An artwork in need of portrait restoration recently came to McKay Lodge Conservation Laboratory just outside of Cleveland, Ohio. The painting was an oil on canvas by artist Sidney E. Dickinson dated 1933. It is a striking portrait of a young woman dressed in a divine lavender gown.
Unfortunately, at some point, the painting suffered severe tear damage and significant paint loss. A major tear in the canvas extended along three sides of the painting as well as a vertical tear just at the sitter’s left. Several other smaller tears are observed too. The damage also resulted in distortions and bulges in the canvas.
For Conservator Dedecek, the conservation treatment would be challenging and time-consuming; however, he was confident the portrait restoration would both stabilize and improve the overall aesthetic of the oil painting on canvas.
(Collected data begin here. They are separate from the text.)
PR #1543, opened 2016-02-18
Implement app ID replacement table.

kentonv:
This allows developers to recover from a lost or stolen app ID. The idea is that we compile directly into Sandstorm a mapping of lost keys and new keys that are replacing them. Apps signed with the new key will be treated by Sandstorm and all tools as if they are signed with the old key. Old keys can also optionally be revoked while specifying an exact list of known-good packages that had been signed with said keys. If the old key was merely lost but not believed to have leaked (e.g. all copies were destroyed), then revocation is not necessary.

@JamborJan in particular needs this for Paperwork.

This change is cleanly split into two commits which I recommend reading separately.

Also: Yay unit tests.

### DIFF
--- a/src/sandstorm/appid-replacements.c++
+++ b/src/sandstorm/appid-replacements.c++
@@ -1,0 +1,77 @@
+// Sandstorm - Personal Cloud Sandbox
+// Copyright (c) 2016 Sandstorm Development Group, Inc. and contributors
+// All rights reserved.
+//
+// Licensed under the Apache License, Version 2.0 (the "License");
+// you may not use this file except in compliance with the License.
+// You may obtain a copy of the License at
+//
+//   http://www.apache.org/licenses/LICENSE-2.0
+//
+// Unless required by applicable law or agreed to in writing, software
+// distributed under the License is distributed on an "AS IS" BASIS,
+// WITHOUT WARRANTIES OR CONDITIONS OF ANY KIND, either express or implied.
+// See the License for the specific language governing permissions and
+// limitations under the License.
+
+#include "appid-replacements.h"
+#include "id-to-text.h"
+
+namespace sandstorm {
+
+void applyAppidReplacements(
+    kj::ArrayPtr<kj::byte> appId, kj::ArrayPtr<const kj::byte> packageId,
+    capnp::List<spk::AppIdReplacement>::Reader replacements) {
+  // Given an input app ID that was just verified to have signed the given package ID,
+  // check appid-replacements.capnp to see if the app ID is revoked (throws exception) or the
+  // package should be treated as some other app (replaces appId).
+
+  // The logic here is slightly weird because the replacement list is organized into events --
+  // which makes it easier for people modifying it to understand what to do -- rather than into
+  // rules -- which could be more directly processed. Each event introduces one or two rules:
+  // a revocation of an original key (except for grandfathered whitelist) and a mapping of a
+  // replacement key to and original key.
+
+  KJ_REQUIRE(appId.size() == APP_ID_BYTE_SIZE);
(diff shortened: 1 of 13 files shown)


kentonv:
Added commits to:

1. Not break installs -- Sandstorm actually pipes in the SPK data and my code had inadvertently made spk expect a file.
2. Make `spk publish` sign requests using the replacement key, and the app index expect this. This also changes things so that the pkgdef can (and should) go on listing the app's original ID, and spk will automatically use the new key as appropriate.

src/sandstorm/appid-replacements.capnp
```diff
@@ -0,0 +1,84 @@
...
+  # ---- example entry ----
+
+  (original = "vjvekechd398fn1t1kn1dgdnmaekqq9jkjv3zsgzymc4z913ref0",
+   replacement = "wq95qmutckc0yfmecv0ky96cqxgp156up8sv81yxvmery58q87jh",
+   revokeExceptPackageIds = ["b5bb9d8014a0f9b1d61e21e796d78dcc"]),
+  # This is the ID for My Cool Example App by Kenton Varda. The old app key was compromised when
+  # it was accidentally committed to the app's public git repo. Only one version ("b5bb...") had
+  # ever been published.
+
+  # ---- end exmaple; real entries follow ----
```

Compared with the condition of this portrait before treatment, Stefan Dedecek’s conservation results are striking.
The first step was to locally consolidate insecure flaking areas of paint on the front of the painting. The painting was faced with Japanese tissue paper and removed from the stretcher. The paint film was consolidated overall from the reverse using additional adhesive.
The distortions in the support were flattened using a controlled application of moisture and pressure over time. Tears were mended using adhesive and linen pulp. The painting was then lined onto a new linen fabric with a heat seal conservation-grade adhesive. While lining is considered an invasive treatment option, in some instances like portrait restoration of the Sidney Dickinson painting, the extent of damage requires a lining procedure.
After lining, the conservation treatment is not yet complete. Areas of loss where either the primer layer or paint film is missing must be treated. Compensation of losses or inpainting is necessary to recreate the visual continuity of the overall image. Again, due to extent of the damage, the filling and inpainting procedure would be challenging and time consuming.
Conservator Dedecek carefully filled areas of damage then applied an isolation varnish. The treatment continued with inpainting the many areas of loss, and a final layer of varnish was applied to revitalize the original color of the painting as well as protect it. The frame and stretcher were also treated.
The after conservation treatment results of the portrait restoration returned the painting to a nearly original appearance. It is now stable and the sitter is ready for her close-up.